#### ENTRIES PROVIDED ####

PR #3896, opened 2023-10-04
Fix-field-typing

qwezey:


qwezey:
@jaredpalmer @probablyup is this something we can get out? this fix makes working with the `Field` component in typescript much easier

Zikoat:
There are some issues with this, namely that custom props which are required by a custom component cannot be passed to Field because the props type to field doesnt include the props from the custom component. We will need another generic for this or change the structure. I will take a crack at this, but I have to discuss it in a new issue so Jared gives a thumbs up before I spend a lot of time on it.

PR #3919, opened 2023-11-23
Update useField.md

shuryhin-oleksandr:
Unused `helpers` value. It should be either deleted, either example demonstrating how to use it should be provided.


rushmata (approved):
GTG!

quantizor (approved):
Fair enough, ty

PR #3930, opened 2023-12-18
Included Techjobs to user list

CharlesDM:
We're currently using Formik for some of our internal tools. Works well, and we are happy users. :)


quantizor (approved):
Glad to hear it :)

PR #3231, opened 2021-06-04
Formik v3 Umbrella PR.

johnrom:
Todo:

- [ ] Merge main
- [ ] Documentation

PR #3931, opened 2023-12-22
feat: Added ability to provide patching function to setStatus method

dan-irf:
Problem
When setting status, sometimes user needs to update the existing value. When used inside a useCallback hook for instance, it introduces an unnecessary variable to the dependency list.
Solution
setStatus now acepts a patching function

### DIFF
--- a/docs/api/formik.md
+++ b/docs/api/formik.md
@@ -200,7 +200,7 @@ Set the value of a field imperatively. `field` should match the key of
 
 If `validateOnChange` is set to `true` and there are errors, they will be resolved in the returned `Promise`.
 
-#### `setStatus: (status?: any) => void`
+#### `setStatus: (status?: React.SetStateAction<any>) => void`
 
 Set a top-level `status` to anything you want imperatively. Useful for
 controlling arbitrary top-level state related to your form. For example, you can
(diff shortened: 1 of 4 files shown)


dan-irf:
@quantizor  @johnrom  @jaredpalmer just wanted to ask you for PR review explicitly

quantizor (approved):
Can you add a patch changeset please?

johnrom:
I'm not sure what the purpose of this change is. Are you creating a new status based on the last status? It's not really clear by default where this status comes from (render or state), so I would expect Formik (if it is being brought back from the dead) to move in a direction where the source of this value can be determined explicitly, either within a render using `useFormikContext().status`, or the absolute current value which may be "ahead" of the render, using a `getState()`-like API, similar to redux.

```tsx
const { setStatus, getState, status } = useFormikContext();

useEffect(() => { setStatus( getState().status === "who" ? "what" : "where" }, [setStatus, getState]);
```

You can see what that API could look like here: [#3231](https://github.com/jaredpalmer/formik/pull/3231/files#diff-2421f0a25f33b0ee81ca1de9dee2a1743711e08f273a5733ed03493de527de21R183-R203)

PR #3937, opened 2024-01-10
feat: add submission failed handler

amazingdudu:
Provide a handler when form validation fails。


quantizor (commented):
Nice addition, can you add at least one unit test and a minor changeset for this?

####

» AIM OF THE EXERCISE
Reproduce exactly the section above that begins at the line containing "When setting status, sometimes" and ends at the line containing "(status?: React.SetStateAction<any>) =>", leaving out all other lines.

» RESPONSE TO THE TASK
When setting status, sometimes user needs to update the existing value. When used inside a useCallback hook for instance, it introduces an unnecessary variable to the dependency list.
Solution
setStatus now acepts a patching function

### DIFF
--- a/docs/api/formik.md
+++ b/docs/api/formik.md
@@ -200,7 +200,7 @@ Set the value of a field imperatively. `field` should match the key of
 
 If `validateOnChange` is set to `true` and there are errors, they will be resolved in the returned `Promise`.
 
-#### `setStatus: (status?: any) => void`
+#### `setStatus: (status?: React.SetStateAction<any>) => void`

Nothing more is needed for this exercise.